I love horror movies. Alas i have seen so many. Classic and new. Please tell me what horror movies you love and why. I am always search for good ones. More importantly I would like to what is that scares you. I have been writing a horror story for years. Please be honest, what would you incorporate in your horror story?


----------



## Terry D (Nov 24, 2015)

The Haunting (1963) -- This is a movie that never shows the ghost, never shows a drop of blood (in fact there's only one death in the movie) but it builds dread so slowly and keeps the viewer on edge so well that all of the unseen terrors become very, very real.

The Last House on the Left (1972) -- The banality of the violence in this film was disturbing. By today's standards it's actually pretty tame, but it was a ground breaker. The thing that sticks with me the most was thinking that this really could happen, it isn't some undead boogyman, or a cartoon character like Jason, Freddy, or Michael Meyers. 

Fail Safe (1964) -- Not technically a horror movie, but it's the only one on this list that gave me nightmares (actually it was the book that gave me bad dreams, but the movie is the most faithful adaptation of a novel I've ever seen).

The Ring (2002) -- Creepy to the max, with that over-powering sense of 'this ain't gonna end well'. The production values were also terrific.

I went to every horror movie that came to town when I was a kid and a bunch of them scared the crap out of me, but these are the ones that have stuck with me and that I can still watch with the same sense of dread.


----------



## Riis Marshall (Nov 24, 2015)

Hello Whitaker

_The Night of the Hunter_ has to be the best horror film ever.

Then for cult classics, _The Night of the Living Dead_ is at the top of my list.

But perhaps the most chilling single scene of all time is from _Black Sabbath-__The Wurdulak_ when the little boy is standing outside the house in the middle of the night crying for his parents to let him back in.

All the best with your writing.

Warmest regards
Riis


----------



## escorial (Nov 24, 2015)

recently watched and English film about a ballerina..Red Shoes and some of the ballet scenes were scary to me..mostly the men playing characters in the ballet..weird stuff


----------



## dale (Nov 24, 2015)

i love this trilogy. the director's use of colour in the films give them a surreal nightmarish quality.
i've talked to people who can't stand them, but i really like them.......

http://www.horror.com/php/article-1169-1.html


----------



## Deleted member 56686 (Nov 24, 2015)

I'm more of an old movie buff so I would be partial to the original Dracula (Bela Lugosi), Frankenstein (Boris Karloff), and just about anything from Vincent Price. I like movies where you have to use the imagination as opposed to seeing it right in front of you.

I also really like the original Little Shop of Horrors. Man eating flowers are always scrumptious :lol:


----------



## Sleepwriter (Nov 24, 2015)

Off the top of my head these are my top 3.

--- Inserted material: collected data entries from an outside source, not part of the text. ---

PR #450, opened 2026-08-04
fix: ACI-5269 refresh the auth token in the Bazel credential helper

viktorbenei:
[ACI-5269](https://bitrise.atlassian.net/browse/ACI-5269)

## TLDR

- The Bazel credential helper refreshes the token now instead of serving whatever is on disk forever, and returns the spec's `expires` so Bazel re-consults it before it goes stale.
- Logins stored in the config file — any host without an OS keychain — are refreshable too; the resolver and `auth status` both gated on the keychain.
- `EnsureFresh` serialises the refresh across processes, so the helpers Bazel spawns per RPC can't each spend the same rotated refresh token and break the login.
- Cross-process locking is `github.com/gofrs/flock`; `internal/filelock` and `internal/proxypid` are both deleted.
- The locking commits (`9e98bad` onwards) can be split onto their own branch if you'd rather review them apart from the fix — say so.

## Why the lock is a kernel lock, and where the old packages' pieces went

The first cut of this PR hand-rolled the lock: an `O_EXCL` marker holding the owner's pid, plus liveness probing, a TTL, break-open and steal logic to work out whether a holder had died. Two separate double-hold bugs turned up in that logic in a day — one from a flaky test, one from review — and each fix grew it further.

`flock(2)` locks are released by the kernel when the holder exits or is killed, which deletes the entire problem: no pid probing, no TTL, no stealing, no guard files. So `internal/filelock` went, and `internal/proxypid` — which had been folded into it — went with it.

Two pieces have no flock equivalent, and they moved to the callers that wanted them because those callers wanted different things:

- **`cmd/xcode/proxy_lock.go`** — the proxy pid file is now purely an advertisement, for `stop-proxy` and the xcodebuild wrapper to read. Exclusion is the kernel lock, and liveness is "can the lock be taken". `withProxySingleton` is the only way to take it, so contention always means *log and carry on* rather than a caller inventing its own policy.
- **`internal/bazelcredhelper/cooldown.go`** — the stale-credential warning's rate limiter. flock gives no TTL, so the mtime marker stays; the lock just stops N helpers all claiming the same window and printing N copies.

Two invariants the implementation now depends on, commented at both call sites: **the lock file is never unlinked** (a process holding the old inode and one locking a newly created file would both own it), and the pid is written **only after** the lock is held (a reader catching the truncate would otherwise conclude nothing is running).

`gofrs/flock v0.13.0` declares `go 1.24.0`, so it doesn't move our toolchain floor, and its only real dependency is `golang.org/x/sys`, already required.

## Testing

- On a keychain-less Linux RDE with a real `auth login`: both refresh paths work against live WorkOS/Bitrise — the JWT exchange rotates the PAT, and forcing the full grant rotates PAT, JWT and refresh token, all persisted. Against the pre-fix base, same seed: stale token, no `expires`, and **zero** requests to the IdP.
- `bazel build` end to end with `--credential_helper` — succeeds, BES upload clean, and the generated bazelrc contains no literal `authorization` header, so the token BES accepted could only have come from the helper.
- Multi-process integration tests (`internal/oauth`, `cmd/xcode`) re-exec the test binary so real processes contend. The IdP stub behaves like WorkOS — one use per refresh token, reuse rejected — so they assert the login survives rather than that holders didn't overlap. Green on macOS and Linux.
- Every one of those tests was checked to **fail** against its regression. That caught three that passed vacuously, twice because the code path short-circuited before the assertion could bite.
- `make lint` clean, `make test-unit` clean, lock packages re-run under `-race` for flakiness.

[ACI-5269]: https://bitrise.atlassian.net/browse/ACI-5269?atlOrigin=eyJpIjoiNWRkNTljNzYxNjVmNDY3MDlhMDU5Y2ZhYzA5YTRkZjUiLCJwIjoiZ2l0aHViLWNvbS1KU1cifQ


Badlazzor (approved):

zsolt-marta-bitrise (commented):
Reviewed against the PR checklist. I'd like this in v3.4.2 — it fixes a break #443 introduced (routing local Bazel through the credential helper) and closes the keychain-less hole #449 only half-closed. I'm holding the release tag for it.

**One request before merge: the comment trims below.** Everything else here is non-blocking — two questions you may have already weighed, and context from my side.

## Please trim before merging

The same three facts are each stated several times:

1. **"stdout is the protocol channel" appears three times.** `helper.go` says it in the type comment *and* again immediately below ("Nothing on this path may write to stdout — it is the protocol channel"), then `resolver.go` a third time. The `resolver.go` one earns its place — it explains why `Logger` is deliberately nil. Keeping that and the fuller `helper.go` one, and dropping the middle restatement, loses nothing.
2. **"a host with no OS keychain (Linux, containers)" appears five times** — `authsource.go` (twice), `expiry_aware_resolver.go`, `resolver_test.go`, `refreshlock_test.go`. It's the key insight, so worth stating once where the decision lives (`StoreManaged`) and letting the rest say "file-stored login".
3. **`ExpiryAwareResolver`'s comment is one ~230-character line** while the rest of the diff wraps at ~80, and it mostly narrates the routing the body shows.

Two that restate their own signature:

- `// Run reads one credential-helper request from in, resolves a credential via resolve, and writes the JSON response to out.` — those are the parameter names. The second sentence ("Returns an error on unparseable input or when no credential could be resolved") is the part worth keeping.
- `DescribeResolved` / `DescribeStoredCredentials` both open by restating their name before reaching the distinction that matters (OAuth login vs manual `auth set`).

## Not blockers — two questions

- **`staleCacheHint = 1 minute` on a permanently broken login.** Once a login needs `auth login`, every RPC past the minute re-spawns the helper and each spawn attempts its own `EnsureFresh` — a fresh network attempt per spawn per minute, N-way parallel. `warnCooldown` silences the message but not the attempts. Is a backoff worth it, or is the 1-minute pickup of a repaired login the more important property? I lean toward the latter, just want it to be a decision rather than a default.
- **`refreshLockTTL = 30s` break-open.** A refresh is two sequential network calls; on a bad connection 30s isn't unreachable, and breaking the lock then lets two processes spend the same rotated refresh token — the failure the lock exists to prevent. Deliberately tight to avoid wedging builds, with the double-spend accepted as the rarer risk?

## What I verified rather than assumed

- **`expiresLead` holds by construction.** It's `oauth.RefreshSkew / 2`, not a hand-picked duration, so the "MUST stay below `RefreshSkew`" rule can't drift — and there's a test pinning the consequence. Nice.
- **A zero `PATExpiry` can't produce a past `expires`.** I went looking because I saw a real machine today with `pat_expiry: 0001-01-01T00:00:00Z` (a flattened credential record). `Expiry: PATExpiry.Add(-expiresLead)` would be a *past* time there and `!cred.Expiry.IsZero()` wouldn't catch it. It's safe only because every success path out of `EnsureFresh` sets `PATExpiry` from `exchangeJWTForPAT`, which falls back to `now + defaultPATLifetime`. Worth knowing the guard depends on that fallback rather than on the `IsZero` check.
- **`filelock`'s "error means proceed unserialised" contract** is honoured at the one call site (`flow.go` debug-logs and continues). Unusual contract, correctly used.

## Context: the duplication here now has a ticket

`bazelcredhelper.newResolver` is step-for-step `configcommon.ExpiryAwareResolver.Get()` — resolve → serve as-is if not store-managed → refresh → serve stale on failure — differing only in return type and failure policy. **That's not a change request for this PR.** You couldn't have reused it: `RefreshFunc` exists to dodge a cycle (`internal/oauth` already imports `internal/config/common` via `internal/auth/store`) and it flattens `oauth.Credentials` to `(pat, workspaceID)`, discarding the `PATExpiry` this PR needs.

Filed as **[ACI-5274](https://bitrise.atlassian.net/browse/ACI-5274)** (under *ACI - Technical Improvements*), together with the wider inventory from [Ramil's #443 thread](https://github.com/bitrise-io/bitrise-build-cache-cli/pull/443#discussion_r3691058018): four precedence orders, four credential types, two mismatched provenance enums, and the five bugs that trace back to them. Your `StoreManaged()` change is a step toward that facade, so this PR moves in the right direction.

One process note: this branch is based on `29a66b1` (pre-#449), so its green CI ran without those changes. No file overlap and no textual conflict, but I'd like one green run on the merged result before we tag — which is what I'm waiting on anyway.

zsolt-marta-bitrise:
Note: decided to ship the other auth fixes I made until this is ready-to-be-shipped (see earlier AI comment)

internal/bazelcredhelper/resolver.go
```diff
@@ -0,0 +1,86 @@
...
+	}
+
+	var msg string
+	switch {
+	case errors.Is(err, oauth.ErrNotLoggedIn):
+		msg = "bitrise-build-cache: the stored token cannot be renewed automatically — run `bitrise-build-cache auth login`"
+	case errors.Is(err, oauth.ErrLoginRequired):
+		msg = "bitrise-build-cache: the Bitrise sign-in expired — run `bitrise-build-cache auth login`"
+	default:
+		// Transient (network, timeout): the stored token is probably still good.
```
zsolt-marta-bitrise, line 70: Found while testing this on a keychain-less Linux box: **a network blip during the refresh tells the user their sign-in expired and to re-run `auth login`.** The `default:` branch here can't be reached for a refresh failure.

`flow.go` relabels *every* `refreshJWT` error as `ErrLoginRequired` before `warnStale` ever sees it:

```go
refreshed, err := c.refreshJWT(ctx, creds.RefreshToken)
if err != nil {
    return Credentials{}, fmt.Errorf("%w (refresh failed: %w)", ErrLoginRequired, err)
}
```

so connection-refused, DNS failure and timeout all match `case errors.Is(err, oauth.ErrLoginRequired)`. Measured on the RDE — the two cases are textually identical:

```
# real WorkOS 400 invalid_refresh_token
stderr: bitrise-build-cache: the Bitrise sign-in expired — run `bitrise-build-cache auth login`

# IdP unreachable (closed port), stored token perfectly fine
stderr: bitrise-build-cache: the Bitrise sign-in expired — run `bitrise-build-cache auth login`
```

The serve-stale-and-continue behaviour is right in both cases — only the advice is wrong. Telling someone to re-authenticate mid-build when their token is fine and the network hiccuped sends them down the wrong path, and `warnCooldown` means it's the only thing they'll see for 10 minutes.

That wrap in `flow.go` is **pre-existing, not something this PR introduced** — I checked `e48b912`. But `warnStale` is new here and is the first code to act on the distinction, so it's the first place the conflation has a user-visible consequence. Either unwrap and skip the warning on a transport error, or have `flow.go` stop relabelling them. Your call whether that's in scope for this PR or a follow-up.

For completeness, everything else I threw at it behaved correctly:

| case | result |
|---|---|
| no credentials at all | exit 1, **stdout empty**, error names the doctor command |
| legacy static PAT (no refresh token) | served as-is, `ErrNotLoggedIn` warning, correct advice |
| expired file-stored login, IdP healthy | refreshed, rotated, persisted — `pat/jwt/refresh` all new |
| refresh refused (400) | stale token + 1-minute hint, warned once, **refresh token not burned** |
| 8 parallel helper spawns | exactly 1 refresh grant, all 8 got the same PAT |

The empty-stdout-on-failure case is the one I most wanted to see — a single stray line there breaks every build using the helper, and it's clean.

zsolt-marta-bitrise:
## Tested end-to-end on a keychain-less Linux RDE

Ran this branch (`8b3d612`) on a headless Ubuntu box with no secret-service, so the login lands in the config file — the exact host class the PR is about. `auth status` reports it as **"OAuth login (config file)"**.

First pass used a synthetic credential against a local stub IdP; second pass used a **real `auth login`** and the live WorkOS / Bitrise endpoints. Token fingerprints only below.

### Both refresh paths work against the real IdP

**JWT→PAT exchange** (backdated `pat_expiry`, JWT still inside the skew):

| | before | after |
|---|---|---|
| PAT | `e4239fde65` | **`00e468eb0f`** |
| JWT | `92a64370e9` | unchanged |
| refresh | `bb6141d6de` | unchanged |

Served `expires: 10:06:13` against a stored expiry of `10:06:43` — a 30s lead, exactly `RefreshSkew/2`. The refresh token is correctly left alone when the cheap exchange suffices.

**Full refresh-token grant** (backdated `jwt_expiry` too, forcing real WorkOS):

| | before | after |
|---|---|---|
| PAT | `00e468eb0f` | **`d1d4eeceb5`** |
| JWT | `92a64370e9` | **`e4f82400cc`** |
| refresh | `bb6141d6de` | **`093e52a787`** ← rotated |

WorkOS rotated the refresh token and it was persisted. Login healthy after every forced refresh.

### The regression is real

Same seed against `e48b912` (this branch's base, pre-fix):

```
# pre-fix — stale token, no cache hint, ZERO requests to the IdP
{"headers":{"authorization":["Bearer pat-OLD"]}}

# with the fix
{"headers":{"authorization":["Bearer pat-NEW"]},"expires":"2026-08-05T09:54:54Z"}
```

It never attempted a refresh. Worth stating because a passing test on the fix alone doesn't demonstrate there was a bug.

### Bazel end-to-end

`activate bazel` generated `--credential_helper=*.services.bitrise.io=bitrise-build-cache` (bare name, `$PATH`-resolved) with **no** literal `authorization` header anywhere in the bazelrc — `grep -c` returns 0. `bazel build` on Bazel 9.2.0 succeeded, no `UNAUTHENTICATED`, and results streamed to BES with `wait_for_upload_complete`. Since the template omits the literal header in helper mode, the only possible source of the bearer token BES accepted was the helper itself — so this exercises the whole chain, not just the protocol shape.

### Everything else I threw at it

| case | result |
|---|---|
| no credentials at all | exit 1, **stdout empty**, error names `doctor --fix --interactive` |
| legacy static PAT (no refresh token) | served as-is, `ErrNotLoggedIn` warning, correct advice |
| refresh refused (400) | stale token + 1-minute hint, warned once, refresh token **not** burned |
| 8 parallel helper spawns, all expired | exactly **1** refresh grant, all 8 served the same PAT |

The empty-stdout-on-failure case is the one I most wanted to see — a single stray line there breaks every build using the helper, and it's clean. The 8-way spawn is the lock doing its job with a real rotation on the line.

### One open item

The transient-vs-expired conflation in [this thread](https://github.com/bitrise-io/bitrise-build-cache-cli/pull/450#discussion_r3719306225): a network blip during refresh tells the user their sign-in expired and to re-run `auth login`. Measured — connection-refused and a real `invalid_refresh_token` produce byte-identical stderr. The wrap causing it is pre-existing in `flow.go`, and the serve-stale behaviour is right in both cases; only the advice is wrong. Not a blocker, your call whether to fix here or follow up.

Comments trimmed in `8b3d612` (−26/+12): the stdout rule went 4 places → 2, the keychain-less explanation 5 → 1 (kept on `StoreManaged`, where the decision lives). Lint and unit tests clean, PR CI green.

Also filed **[ACI-5274](https://bitrise.atlassian.net/browse/ACI-5274)** for the wider credential-resolution consolidation, so that stays out of this PR's scope.


[ACI-5274]: https://bitrise.atlassian.net/browse/ACI-5274?atlOrigin=eyJpIjoiNWRkNTljNzYxNjVmNDY3MDlhMDU5Y2ZhYzA5YTRkZjUiLCJwIjoiZ2l0aHViLWNvbS1KU1cifQ

zsolt-marta-bitrise:
Moving detail out of the description into the thread, where it belongs under the [new PR-description shape](https://github.com/bitrise-io/claude-plugins/pull/94) — the body keeps what changes a review decision, the rest lives here. Nothing below is new; it's the original write-up preserved.

## The bug, as originally diagnosed

With `build --credential_helper=*.services.bitrise.io=bitrise-build-cache` in `.bazelrc`, builds work after activation and then break:

```
UNAUTHENTICATED: token validation failed: invalid Personal Access Token: unauthorized
ERROR: The Build Event Protocol upload failed: All 4 retry attempts failed.
```

`cmd/get/get.go` overrode the root `PersistentPreRun` with a no-op for spawn latency, which also skipped `hydrateStoredAuth` — the only caller of `oauth.EnsureFresh`. The helper served whatever was on disk, forever. Reproduced on v3.4.0.

Three related defects surfaced alongside it:

- **No `expires` in the response.** The EngFlow [`GetCredentialsResponse` schema](https://github.com/EngFlow/credential-helper-spec/blob/main/schemas/get-credentials-response.schema.json) defines an optional RFC 3339 `expires`. Without it Bazel falls back to `--credential_helper_cache_duration` (**30m** default on 8.4.2), so even a refreshing helper is only consulted every 30 minutes.
- **File-stored logins skipped.** `ExpiryAwareResolver.Get()` and `DescribeResolvedWith` both gated on `source == AuthSourceKeychain`. A host with no OS keychain stores its login in the config file via `store.SelectAuto` — so the resolver was a no-op precisely where it was needed, and `auth status` mislabelled the login as a plain PAT with no expiry.
- **Concurrent-refresh race.** Bazel spawns the helper N-way parallel and WorkOS rotates the refresh token per grant. Once the helper refreshes, several processes can each spend the same refresh token and the last writer persists one the others already burned.

## Four further defects found while reviewing the above

Each has a test that fails without the fix:

- **`EnsureFresh` did not re-read after a *failed* lock wait.** Timing out is precisely the case where another process is refreshing, so the credential loaded before the wait is the one whose refresh token has already been rotated away — and it was being spent anyway.
- **The multiplatform config's temp file was a fixed `.tmp` name**, so one writer could truncate the bytes another was about to rename into place.
- **`stop-proxy` unlinked the proxy pid file**, which is the lock file — the double-hold hazard described in the PR body.
- **The proxy's pid advertisement was consulted before the lock**, so a reader catching `WriteFile` mid-truncate concluded "not running" and started a second proxy.

## Other things worth knowing, none of which should change the review

- **A refresh failure serves the stored token rather than failing the RPC.** A stale token is a soft cache miss for Bazel; a non-zero helper exit fails the RPC outright. The stderr hint is rate-limited across the build's many spawns.
- **The resolver takes an `io.Writer`, not a `Logger`.** `log.NewLogger()` writes to stdout, which is the protocol channel — a logger anywhere on this path corrupts the JSON. `cmd/get/get_test.go` pins that stdout carries the response and nothing else.
- **`expiresLead` is derived as `RefreshSkew / 2`** rather than hand-picked, so the "must stay below `RefreshSkew`" rule can't drift; a test asserts it. A larger lead would make Bazel re-spawn the helper on every RPC while `EnsureFresh` still calls the PAT valid.
- **`stop-proxy` with nothing running now exits 0** ("No xcelerate-proxy is running") instead of failing with `read pidfile`. User-visible, so worth a second opinion.
- The `TokenSpentByADeadHolder` test asserts reuse is **1, not 0**: a process killed between the grant and the save leaves a token the IdP has already invalidated, and nothing local can recover it. The invariant is that it stays at one and the user is told to sign in again.

## Original numbers, v3.4.0 vs this branch

Same expired credential:

| | PAT served | `expires` |
|---|---|---|
| v3.4.0 | stale (`…2mOBtq`) | absent |
| this PR | refreshed (`…11p9pB`) | `2026-08-04T11:43:44Z`, persisted to disk |

Served PAT against `api.bitrise.io/v0.1/me` → **200** (was 401). `bazel build //...` on a real repo → 161 remote cache hits, BES upload clean. `auth status` now labels a file-stored login `OAuth login (config file) … token valid until …`; before it showed neither.

## Open item

A network blip during refresh tells the user their sign-in expired and to re-run `auth login` — `flow.go` relabels every `refreshJWT` error as `ErrLoginRequired`, so connection-refused and a genuine `invalid_refresh_token` produce byte-identical stderr (measured). The serve-stale-and-continue behaviour is right either way; only the advice is wrong. The wrap is pre-existing, not introduced here. Discussion in [this thread](https://github.com/bitrise-io/bitrise-build-cache-cli/pull/450#discussion_r3719306225).

## Follow-ups, not in this PR

- `feature-e2e-bazel-bitrisedc-credhelper` in `bitrise.yml` keeps `BITRISE_BUILD_CACHE_AUTH_TOKEN` set, so it only ever exercises the env branch and never the refresh path. Worth a variant that unsets it and seeds a file-store credential.
- Broader credential-resolution consolidation: [ACI-5274](https://bitrise.atlassian.net/browse/ACI-5274).
- A sweep for other places that now want a cheap crash-safe lock, in rough order of value: the **ccache storage helper has no singleton guard** and `os.Remove`s the incumbent's socket; **`/usr/local/bin` installs** do `LookPath` → `os.Create` → `io.Copy` on a binary that is immediately exec'd; the **xcodebuild/xcrun shims** are `O_TRUNC`-written while every build execs them; **Gradle `init.d` scripts** are written non-atomically while a daemon may be compiling them; and `makeSureCLIIsNotRunning` can be **deleted** rather than fixed, since `os.Rename` over a running executable is already safe.


[ACI-5274]: https://bitrise.atlassian.net/browse/ACI-5274?atlOrigin=eyJpIjoiNWRkNTljNzYxNjVmNDY3MDlhMDU5Y2ZhYzA5YTRkZjUiLCJwIjoiZ2l0aHViLWNvbS1KU1cifQ

internal/bazelcredhelper/cooldown.go
```diff
@@ -0,0 +1,47 @@
...
+
+import (
+	"os"
+	"path/filepath"
+	"time"
+
+	"github.com/gofrs/flock"
+)
+
+// claimCooldown reports whether every has passed since the last claim, re-stamping
```
Badlazzor: I don't quite get this half sentence. Don't we miss the what after "every"?

zsolt-marta-bitrise: oops :D seems like an artifact

zsolt-marta-bitrise: Nothing missing — `every` was the parameter name, so it parsed as Go-doc convention ("reports whether _every_ has passed") but reads exactly like a dropped word, which makes it bad writing regardless. Renamed to `interval`:

```go
// claimCooldown reports whether at least interval has passed since the last claim,
// re-stamping the marker when it has.
func claimCooldown(path string, interval time.Duration) bool {
```

Also fixed "when it returns true" → "when it has", which was describing the return value from inside its own doc.

Pushed in 07cff5b.

Badlazzor (approved):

Martyrs (2008 ) French, subtitled.     A young woman's quest for revenge against the people who kidnapped and  tormented her as a child leads her and a friend, who is also a victim of  child abuse, on a terrifying journey into a living hell of depravity.

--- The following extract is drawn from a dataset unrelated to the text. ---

PR #453, opened 2026-08-05
ACI-5273: doctor probes xcodebuild/xcrun resolve to the xcelerate wrapper

Badlazzor:
## Summary
- New doctor check `xcelerate-wrapper-path`: warns when `activate xcode` has installed the wrapper at `~/.bitrise-xcelerate/bin/{xcodebuild,xcrun}` but the current shell still resolves those to `/usr/bin` — the case where a user builds in the same shell they ran `activate` in and gets no cache while `Overall: ok` misleadingly says everything is fine.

The Devil's Rejects (2005).   The murderous, backwoods Firefly family take to the road to escape a  vengeful police force which is not afraid of being as ruthless as their  target.

Event Horizon  (1997).   A rescue crew investigates a spaceship that disappeared into a black  hole and has now returned...with someone or something new on-board.



Event Horizon is my "go to"  movie when people ask for a good horror, thriller.  little bit of gore, and good jumpy scenes.

Devil's Rejects has a rather "real" feel to it.  I've had neighbors that I think this movie was loosely based on.  

Matyrs,  all I can say is, what has been seen can't be unseen.  It is subtitled, but if you want horror look no further.  this movie is not for the faint-hearted.


----------



## Bruno Spatola (Nov 24, 2015)

Hans Zimmer's score for _The Ring_ adds a layer of doom the original never had.

_Don't Look Now - _A mind-whirling hunt through the streets of Venice. Donald Sutherland's growing hysteria and desperation to connect with this evasive figure (who he's convinced is his dead daughter) is maddeningly interesting. The camera is used almost as the character's eyes at times, spinning and darting with confusion. Considered a classic by many film buffs, but it's relatively unknown.

_The Thing_ - Well, not much needs to be said. As a remake, it surpasses its predecessor; the acting is borderline real -- the crew genuinely lived in those conditions, cooped up, becoming close and even growing to dislike each other in some cases, and you see it on the screen. That genuine tension and maddening lack of privacy. A prison of ice. The performances are, in no small part to that, real. They were unaware of what exactly would unfold in certain memorable scenes, and you can see that in their faces. It's thrilling! 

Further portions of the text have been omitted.